CartoonArts International
- Founded: 1978
- Founder: Jerry Robinson
- Type: Comics and cartoon syndicator
- Headquarters: New York City
- Subsidiaries: Cartoonists & Writers Syndicate

= CartoonArts International =

American comic strip syndicate

CartoonArts International is a cartooning newspaper syndication service based in the United States. CartoonArts International distributes political and humor cartoons, caricatures, and graphics internationally and is updated daily. Most cartoons are in English, with some available in Spanish as well.

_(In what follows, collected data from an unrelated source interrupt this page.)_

PR #207, opened 2021-03-26
[13.0][IMP] shopfloor add cluster_batch_picking

hparfr:
Add new scenario: cluster_batch_picking


hparfr:
Replaced by a v14 branch on akretion/wms.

CartoonArts maintains one of the world's most extensive cartoon archives, representing more than 550 artists from over 75 countries. The artists provide commentary on news stories and personalities. Categories include "Views of the World," "Regional Views," "Wit of the World," "Featured Artists," "Comment & Caricature," and "Business Views."

Cartoonists & Writers Syndicate (CWS) is a division of CartoonArts International. CWS represents such cartoonists as Javad Alizadeh, Gomaa Frahat, Roar Hagen, Stane Jagodič, Miel Prudencio Ma, Jovan Prokopljević, Lectrr, Ann Telnaes, and Martyn Turner.

== History ==
CartoonArts International was founded by comic book artist Jerry Robinson in 1978. Robinson recalled the origin:
I decided to present a world collection. It was The Best Cartoons of the Decade, because I didn't want to do an annual... and I went to McGraw-Hill with the proposal... They said, "We can't publish it with the foreign cartoonists, because nobody knows them, but the others are published in American papers, that's viable." So I said no, the whole idea of the book was to show the world of cartooning, and that we're not the only ones that have great cartoonists. I said I would only do the book if it's half American and half from around the world... The book got marvelous reviews all over. It sold out. A lot of the reviewers said almost the same thing in different words: How interesting it was to see this work from around the world, the great cartoonists in France and London and so forth, and it's too bad we only see it albums or collections like this. So that set me thinking, if I could devise a way to incorporate the best from around the world, and sell it to American newspapers, I think it would be a genuine service, a valuable feature... So I did a mock-up of a weekly round-up of six cartoons. For each one of them, I would prominently credit, each artist, the originating paper, city and country. So the readers could see where it came from and what their point of view was. It took us a year to put together the first group, I had to sign up enough artists to make it viable. I finally rounded up maybe 20 top cartoonists from about 15 different countries to launch the feature.

Robinson created Cartoonists & Writers Syndicate in 1984 in New York City.

On April 29, 2019, The New York Times Licensing Service announced it would cease to distribute cartoons from CartoonArts after it had provided an image, published in the April 25 issue of The New York Times International Edition, that was widely criticized as antisemitic.